PR #1, opened 2016-05-24
Parallel make & bugfixes

scaronni:
Hello,

I'm the Fedora/RHEL maintainer for the DKMS package. As you can see from the commit history I've pushed some stuff to the original DKMS repository while integrating things in Fedora/RHEL, especially all the dependency logic required for ZFS modules.

Here are three other rebased patches for Fedora issues that have already been solved in the old Debian  DKMS package.

Would it be possible to have commit access to the repository directly?

Thanks,
--Simone


jared-dominguez:
I'll merge this. Thanks for your contributions!

And yes, co-maintainers are welcome. :)

PR #5, opened 2016-07-21
Fix version check if in-kernel modinfo is missing 'version:' tag

bollie:
- Some kernel modules (openvswitch.ko) do not have a 'version:' tag.
  In this case get_module_verinfo() returns res[0] empty.
  check_version_sanity() flattens the array promoting the
  'srcversion:' tag to the primary version.
- This means that if a module with a version tries to replace a
  module without a version, --force is needed. This is not ideal.
- This patch assures that a version is always present in the array.
  If the tag is missing, the version is set to '0'.

### DIFF
--- a/dkms
+++ b/dkms
@@ -709,6 +709,7 @@ read_conf()
 get_module_verinfo(){
     unset res
     local vals=
+    res[0]=0 #if "version:" tag is missing, assume it is 0
     while read -a vals; do
     case ${vals[0]} in
         version:)


jared-dominguez:
First, thank you for contributing!

Here are my thoughts on this PR. A version really ought to be provided by the module. I think that is the most reasonable thing to do, especially since there's no such thing as a stable kernel ABI in the Linux world. If the upstream maintainer for the kernel module is not willing to do that, I think an acceptable alternative is for the distribution maintainer to version the module.

Short of achieving the above, I'd entertain some DKMS change that at absolute minimum logs a warning, but I think more is likely required than just a log entry.

bollie:
I agree wholeheartedly that a version tag should be provided by the module, but in this case the module without the version is the in-tree shipped module!

I was assuming that the check_version_sanity script tried to prevent modules from being downgraded. In this respect, what I expected to happen was that a module with a version tag (i.e. the one just built by DKMS) would override the in-tree kernel module without the tag.

I understand that a blanket "assume non-tagged modules are at a lower version than tagged modules" would mean that DKMS will keep overriding modules until they get a version.

In the case of absolute pedanticness, the check_version_sanity script should fail if either module is unversioned. BUT, for the sake of pragmatism, I feel that an override mechanism should be available for the DKMS package builder (in dkms.conf, for example).

jared-dominguez:
@bollie I am hesitant to make the assumption that in-tree trumps correct behavior. I think openvswitch's version behavior should be treated as a bug needing to be fixed. Barring that fix being accepted, my preference still is for distributions to handle versioning, especially considering that you very likely need to version your distribution's DKMS package so could use that version.

jared-dominguez:
Closing as there has been no movement in months. Feel free to open a new pull request with an implementation following the guidelines I suggested.

sspans:
This is affecting us as well, we are currently hot-patching dkms as a workaround.
Given that this affects a large set of in the wild distro kernels it would make sense to add something to DKMS.

PR #16, opened 2017-01-10
Adding support for building suse rpm with systemd

pliniosilveira:
Adding support for building suse rpm with systemd

Reference:
https://en.opensuse.org/openSUSE:Systemd_packaging_guidelines


jared-dominguez:
Looks good to me.

PR #21, opened 2017-04-13
postinst: Fix newest kernel detection

iainlane:
We were passing a list of kernels to get_newest_kernel(), when it
expected a single kernel as its first argument - the currently running
kernel. This in turn meant that the sometimes (if the first thing in the
list was itself the newest kernel), the wrong kernel was passed into
_get_newest_kernel_debian(). As a result this falsely reported that
there was no 'newest' kernel available and then didn't build modules for
it.

Drop the parameter to get_newest_kernel(), and instead rely on
CURRENT_KERNEL being set to $(uname -r).

https://bugs.launchpad.net/ubuntu/+source/dkms/+bug/1681566

### DIFF
--- a/dkms_common.postinst
+++ b/dkms_common.postinst
@@ -114,7 +114,6 @@ get_newest_kernel() {
     # Try Debian first as rpm can be installed in Debian based distros
     if [ -e /usr/bin/dpkg ]; then
         # If DEB based
-        CURRENT_KERNEL=$1
         CURRENT_VERSION=${CURRENT_KERNEL%%-*}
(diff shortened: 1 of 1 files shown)


iainlane:
Please see the LP bug - we were noticing that dkms modules weren't being built for the new kernels on yakkety -> zesty. I'm not totally sure this fix works for all usecases, so I would appreciate a review.

It is something we would like to SRU ASAP if possible, so that upgraders get modules built.

yuzaipiaofei:
Looks good to me .

Issue #2, opened 2016-05-24
Backing up current initrd can fill up partitions


scaronni:
According to: https://github.com/dell-oss/dkms/blob/master/dkms#L267-L283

# # # # #

How to complete this task. Gather up, from the records above, each line where the word "Thanks" appears.

Solution to this problem.
Thanks,
I'll merge this. Thanks for your contributions!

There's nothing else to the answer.